Background information
- Born: Jeffrey William Gilman, Jr. March 31, 2000 (age 26) Mount Airy, Maryland, U.S.
- Genres: Indie pop · Dreampop · Surf Rock · Shoegaze^{[citation needed]}
- Occupations: Singer-songwriter, producer, multi-instrumentalist
- Instruments: Vocals, guitar, bass, piano, drums, tenor saxophone
- Formerly of: STRANGER
- Website: jeffdraco.com

= Jeff Draco =

American musician

Jeffrey William Gilman, Jr. (born March 31, 2000), known by his stage name Jeff Draco, is an American independent singer, songwriter, producer, and multi-instrumentalist.

On February 6, 2026, Draco released a new single, "Excess." The song is Draco's first single since the September 2024 release of Attitude.

== Career ==

=== 2008–2017 ===
Gilman was interested in music from a young age.

In 2017, Gilman adopted the stage name Jeff Draco, inspired by the Draco (constellation) and the dreamier aspects of his music.

=== 2017-present ===
In March 2018, Draco released his debut single "On My Mind." Leading to the September 2018 release of his debut album, Paradise, he released two additional singles, "Don't Keep Me Waiting Around" and "Paradise."

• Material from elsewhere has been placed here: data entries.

PR #149, opened 2017-05-10
[BuildSystem] Fix yet another cancellation race

aciidb0mb3r:
<rdar://problem/32126388> Race in BuildSystemImpl

### DIFF
--- a/lib/BuildSystem/BuildSystem.cpp
+++ b/lib/BuildSystem/BuildSystem.cpp
@@ -45,6 +45,7 @@
 #include "llvm/Support/raw_ostream.h"
 
 #include <memory>
+#include <mutex>
 
 #include <unistd.h>
 
@@ -158,6 +159,9 @@ class BuildSystemImpl : public BuildSystemCommandInterface {
 
   /// The build engine.
   BuildEngine buildEngine;
+
+  /// Mutex for access to execution queue.
+  std::mutex executionQueueMutex;
 
   /// The execution queue reference; this is only valid while a build is
   /// actually in progress.
@@ -302,10 +306,19 @@ public:
     buildWasAborted = value;
   }
 
+  void resetForBuild() {
+    std::lock_guard<std::mutex> guard(executionQueueMutex);
+    isCancelled_ = false;
+  }
+
   /// Cancel the running build.
   void cancel() {
+    std::lock_guard<std::mutex> guard(executionQueueMutex);
+
     isCancelled_ = true;
-    getExecutionQueue().cancelAllJobs();
+    // Cancel jobs if we actually have a queue.
+    if (executionQueue.get() != nullptr)
+      getExecutionQueue().cancelAllJobs();
   }
 
   /// Check if the build has been cancelled.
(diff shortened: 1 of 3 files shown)


lib/BuildSystem/BuildSystem.cpp
```diff
@@ -1203,6 +1205,13 @@ BuildSystemImpl::lookupNode(StringRef name, bool isImplicit) {
 }
 
 llvm::Optional<BuildValue> BuildSystemImpl::build(BuildKey key) {
+
+  // If we were cancelled, return.
+  if (isCancelled_) {
+      isCancelled_ = false;
```
aciidb0mb3r: I am not sure if resetting cancel like this is correct.

aciidb0mb3r: Maybe BuildSystem should have its own reset method and frontend delegate should call that if it has a build system?

lib/BuildSystem/BuildSystem.cpp
```diff
@@ -305,7 +305,9 @@ class BuildSystemImpl : public BuildSystemCommandInterface {
   /// Cancel the running build.
   void cancel() {
     isCancelled_ = true;
-    getExecutionQueue().cancelAllJobs();
+    // Cancel jobs if we actually have a queue.
+    if (executionQueue.get() != nullptr)
```
aciidb0mb3r: I think it is not thread safe to check like this?

lib/BuildSystem/BuildSystem.cpp
```diff
@@ -1203,6 +1205,13 @@ BuildSystemImpl::lookupNode(StringRef name, bool isImplicit) {
...
 llvm::Optional<BuildValue> BuildSystemImpl::build(BuildKey key) {
+
+  // If we were cancelled, return.
+  if (isCancelled_) {
+      isCancelled_ = false;
+      return None;
+  }
+
   // Create the execution queue.
   executionQueue = delegate.createExecutionQueue();
```
aciidb0mb3r: Do we need an atomic variable here to signify that execution queue was successfully created ?

aciidb0mb3r: May be we can combine these and have a status enum here. `{Started, QueueCreated, Aborted, Cancelled}` but not sure what are the exact semantics of BuildSystem.

lib/BuildSystem/BuildSystem.cpp
ddunbar: Correct (it is not thread safe), we need some kind of lock.

lib/BuildSystem/BuildSystem.cpp
ddunbar: I agree, that seems cleanest.

lib/BuildSystem/BuildSystem.cpp
ddunbar: You could start with just a shared lock to protect the cancellation flag and executionQueue.

aciidb0mb3r:
@ddunbar updated

lib/BuildSystem/BuildSystem.cpp
```diff
@@ -302,14 +306,24 @@ class BuildSystemImpl : public BuildSystemCommandInterface {
...
-    getExecutionQueue().cancelAllJobs();
+    // Cancel jobs if we actually have a queue.
+    if (executionQueue.get() != nullptr)
+      getExecutionQueue().cancelAllJobs();
   }
 
   /// Check if the build has been cancelled.
   bool isCancelled() {
+    std::lock_guard<std::mutex> guard(stateMutex);
     return isCancelled_;
```
ddunbar: It would be nice to avoid this lock, since we check this in many places inside the system. I think we can safely do so by making isCancelled_ atomic, we only actually need the lock for the ordering w.r.t. the executionQueue.

aciidb0mb3r: Oh, I thought atomic and lock will be similar in terms of perf.

aciidb0mb3r:
@swift-ci please smoke test

aciidb0mb3r:
@swift-ci please smoke test

PR #150, opened 2017-05-11
Optimize the rule dependency search query.

ddunbar:
- This adds an additional covering index for the rule dependency query, which
   is important for the null build case where our work largely amounts to
   populating and scanning the results.

 - This fixes a regression introduced in
   bcc3d1011eff6450d74f9b0bec913d17bf48efa2 -- the table primary key index was
   previously covering, but now is not because of the required ordinal
   parameter.

 - This change is unfortunate as there is a lot of redundancy in the tables, and
   this increases database size by 25% in one example, but it is also good for a
   ~10% win in null build time on a large graph.

 - <rdar://problem/32127527> Investigate optimizing rule dependency w/ ordinal lookup

### DIFF
--- a/lib/Core/SQLiteBuildDB.cpp
+++ b/lib/Core/SQLiteBuildDB.cpp
@@ -193,8 +193,21 @@ public:
         // Create an index to be used for efficiently looking up rule
         // information from a key.
         result = sqlite3_exec(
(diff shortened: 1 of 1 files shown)


ddunbar:
@swift-ci please smoke test

ddunbar:
@swift-ci please smoke test

PR #1026, opened 2025-12-01
Choicebox

JuliusNicklas:
Added choicebox and choiceradiobox components. Feedback on naming is welcome :)


Joel-Liden (approved):
lgtm! (if the tests pass) Potentially the files should be placed in a different folder but that can be done easily later.

PR #1030, opened 2025-12-07
New design: Add News pages

fgren:
Includes:
- News overview page, with pagination and search (/news)
- Article page (/news/[slug])
- Article creation
- Article editing

### DIFF
--- a/src/routes/(app)/Navbar.svelte
+++ b/src/routes/(app)/Navbar.svelte
@@ -184,7 +184,7 @@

In September 2019, he released the single, "For Too Long," and followed a month later with the song "Same Bed." The singles led to Draco's 2019 Extended play (EP), 2101, which was released on November 15, 2019.

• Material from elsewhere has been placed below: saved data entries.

PR #1038, opened 2025-12-23
New design: Add onboarding page

fgren:
image

### DIFF
--- a/src/routes/(app)/onboarding/+page.svelte
+++ b/src/routes/(app)/onboarding/+page.svelte
@@ -32,7 +32,6 @@
       data.member &&
       data.member.firstName &&
       data.member.lastName &&
-      data.member.email &&
       data.member.classProgramme &&
       data.member.classYear
     ) {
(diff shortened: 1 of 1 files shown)


src/routes/(app)/onboarding/+page.svelte
```diff
@@ -1,5 +1,195 @@
...
+  import { page } from "$app/state";
+  import Languages from "@lucide/svelte/icons/languages";
+
+  let { data }: { data: PageData } = $props();
+  const { form, errors, constraints, enhance } = superForm<UpdateSchema>(
+    data.form,
+  );
+  onMount(() => {
+    if (
+      data.member &&
```
ManneG: This does not work for me. I stay on the onboarding page instead of getting redirected.

### Steps to reproduce

1. Run `pnpm seed` to reset user
2. Start server and go to `/onboarding`
3. Click `Save`
4. Go to `/onboarding`

fgren: This is caused by the email field not getting set on the user. Removing that check for now.

ManneG (approved):
Not setting email is weird, but hopefully that is fine

PR #1040, opened 2025-12-31
Remove authentik sync code 💣

danieladugyan:
This removes all code related to syncing with authentik — mandates, emails and email aliases. See this article for motivation.

Note the email sync is actually not implemented yet in n8n, but it's not urgent and can easily be added. Mandate sync should really be removed before this evening though.


Isak-Kallini (approved):
Remove email-alias from navbar as well

danieladugyan:
n8n now syncs both email addresses and names from database -> authentik

PR #1056, opened 2026-01-21
fix committee icon fallbacks

fgren:


Fiery-132 (approved):
copilot said it's ok 👍

PR #1135, opened 2026-03-11
Cafe page typing fix

Tomas-Ka:
### 🧩 Summary

Fixes the issues had in #1077.

### 🔗 Related issues (if any)

Closes nothing because we never made an issue

before: 500 server error page (was gone in production because of hotfix)
now: successfully renders webpage

### 💬 Other information

There is a way to generate the typing of the enum programatically with a prisma generate script / macro or something similar, but afaik that's not something we've done previously, and frankly I was dissuaded because it seemed complicated. This was a good solution to me.

### DIFF
--- a/src/routes/(app)/committees/cafe/types.ts
+++ b/src/routes/(app)/committees/cafe/types.ts
@@ -11,7 +11,6 @@ export const TimeSlot = {
 } as const satisfies Record<string, PrismaTimeSlot>;
 export type TimeSlot = (typeof TimeSlot)[keyof typeof TimeSlot];
 
-
 export const scheduleForm = z.object({
   date: z.date(),
   worker: z.string().optional(),


src/routes/(app)/committees/cafe/+page.server.ts
```diff
@@ -4,7 +4,7 @@ import { isAuthorized } from "$lib/utils/authorization";
 import { committeeActions, committeeLoad } from "../committee.server";
 import * as m from "$paraglide/messages";
 import { error, fail } from "@sveltejs/kit";
-import { TimeSlot } from "@prisma/client";
+import { TimeSlot } from "./types";
```
Isak-Kallini: What if this row is `import type { TimeSlot } from "@prisma/client"; `? Can't test right now but this could maybe fix the problem

Tomas-Ka: (which means that importing only the type unfortunately won't solve my problem)

PR #1169, opened 2026-04-27
fix navbar

### LINKED ISSUE #1162: New design: fix navbar content
The current navbar content is a bit of a mess, we need to settle on how it should look like. I propose that we keep it the same or at least very similar to the old design so that it's not too jarring on beta.dsek.se when you switch between the two designs while we transition

lego-eden:
### 🔗 Related issues (if any)

Closes #1162

### DIFF
--- a/src/routes/routes.ts
+++ b/src/routes/routes.ts
@@ -1,6 +1,5 @@
 import * as m from "$paraglide/messages";
 
-import nollningImage from "./(nollning)/nollning/(photos)/staben25_9x16.webp";
 // bottom-nav: Show in the bottom navigation bar
 // home-link: Show on the home page
 // none: Don't show anywhere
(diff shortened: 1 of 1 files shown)


src/routes/routes.ts
```diff
@@ -25,111 +24,167 @@ export type Route = {
...
+          path: "/documents/governing",
         },
         {
-          title: m.nav_nollning(),
-          description: m.nav_nollning_description(),
+          title: m.documents_meetingDocuments(),
           accessRequired: null,
           appBehaviour: "none",
-          path: "/nollning",
+          path: "/documents/meeting",
```
fgren: this should be `/documents`

src/routes/routes.ts
```diff
@@ -25,111 +24,167 @@ export type Route = {
...
+          path: "/board",
         },
         {
-          title: m.nav_board(),
-          description: m.nav_board_desc(),
+          title: m.nav_committees(),
           accessRequired: null,
           appBehaviour: "none",
-          path: "/board",
+          path: "/committees",
```
fgren: this should be /about

fgren (changes requested):
two links are broken, otherwise good!

fgren (approved):

PR #1174, opened 2026-04-28
Fix shell scripts according to shellcheck and shfmt

SLUCHABLUB:
### 🧩 Summary

Fixes all shell scripts in the repo.
- I switched to the recommended shebang for bash
- I fixed `shellcheck` warnings
- I ran `shfmt`


Tomas-Ka (approved):
looks good to me!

Draco continued to release a string of singles in 2020 and 2021: "Someone You Don't Need," "Last Night," "Losing My Mind (featuring Ben Beal)" and "Just to Make You Happy," a collaboration with Skate Stance. In summer 2021, Draco released the standalone single, "Dreamgirl."

In November 2021, Jeff Draco released the single "Fall For Another Day.". In February 2022, Draco released the single "Desiderium." "Feel So Gold" arrived in May 2022. To support the singles, Draco partnered with DC9 Nightclub for a 3-show headlining residency

On July 8, 2022, Draco released his second EP, Freezing in Hollywood', which explored themes of youthful naiveté and the emotional remnants of past relationships. Draco promoted the project that summer by embarking on a U.S. East Coast tour with Vermont band Moxie. On October 27, 2022, Draco released a recorded live performance of the EP titled Freezing in Hollywood (Sunrise Sessions).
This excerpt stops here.